Cartographie fine
Définir l’épitope au niveau de simples résidus
La cartographie fine détermine le rôle de chaque résidu individuel au sein de l’épitope et évalue la tolérance du site de liaison d’un anticorps pour des variants du ligand optimal. Les études initiales de cartographie peptidique utilisant une cartographie linéaire, conformationnelle ou discontinue de peptides chevauchants peuvent identifier des segments de 3 à 8 acides aminés, en fonction du mode de liaison. Cependant, tous les résidus ne seront pas nécessairement impliqués dans la liaison au sein de ces segments.
Notre plateforme de cartographie fine
Un scan complet de tous les acides aminés d’une séquence d’un épitope pré-identifié implique la substitution systématique de tous ces résidus un à un par les 20 acides aminés protéinogènes (naturels). Dans certains cas, des résidus non naturels ou spécifiquement modifiés sont disponibles sur demande. Les substitutions qui entraînent une liaison accrue peuvent également présenter un intérêt. Ce type d’information peut offrir des indications sur la thermodynamique de la liaison épitope-paratope. En ce qui concerne les interactions protéine-protéine (peptide), la cartographie fine permet de développer des ligands peptidiques supérieurs comme inhibiteurs potentiels de l’activité des protéines (compétiteurs de liaison, inhibiteurs enzymatiques, etc.) et elle est donc fréquemment appliquée par Pepscan aux fins d’optimisation des peptides candidats.
Le balayage de la longueur des épitopes complète l’analyse par substitution et utilise une banque complète d’épitopes candidats de toutes longueurs. Ces candidats sont testés avec l’anticorps pour identifier la longueur de séquence qui est la mieux adaptée en fonction de l’intensité de la liaison.
Étude de cas 1 : cartographie fine des épitopes linéaires des anticorps monoclonaux anti-VIH (F425-B4e8)
Le F425-B4e8 est l’un des rares anticorps monoclonaux neutralisant totalement le VIH. L’anticorps reconnaît le site de la boucle variable V3 très flexible de la sous-unité gp120 du virus VIH-1. Une meilleure compréhension des mécanismes de reconnaissance des anticorps totalement neutralisants permettrait non seulement d’élargir nos connaissances sur l’entrée du VIH-1, mais elle pourrait également susciter de nouvelles conceptions d’immunogènes aux fins de développement d’un vaccin. Dans cette étude, une cartographie linéaire et une analyse de remplacement complète ont été effectuées pour examiner les caractéristiques fines de l’épitope F425-B4e8.

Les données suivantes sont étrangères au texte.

PR #1211, opened 2023-04-12
Solution

Ir-ra:


witflash (approved):
Good classic imperative solution.
If you want you can try to make an alternative (more declarative) solution.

La séquence de liaison supérieure 306RKRIHIGPGRAFYT319 a été identifiée dans une banque de peptides linéaires se chevauchant entièrement, en se basant sur la séquence de gp160. Une analyse complète de remplacement dans laquelle chaque position de l’épitope a été remplacée par tous les autres acides aminés naturels, a ensuite été réalisée. La liaison de F425-B4e8 à chaque permutation d’épitope a été enregistrée et comparée à celle de la séquence native (Figure 1, en bas à droite). L’expérience a révélé que dans le motif 311IGPGRAF317, tous les acides aminés sont essentiels à la liaison ; la plupart des substitutions altèrent la liaison des anticorps. La plupart des substitutions de I309 ont significativement altéré la liaison, mais sans totalement la supprimer.
Ces résultats fournis par Pepscan sont conformes à ceux obtenus par cristallographie aux rayons X (adaptés de Bell et al., J Mol Biol. 2008, 2QSC.pdb ; en bas à gauche), mais ils permettent de déterminer la tolérance du paratope de façon encore plus détaillée.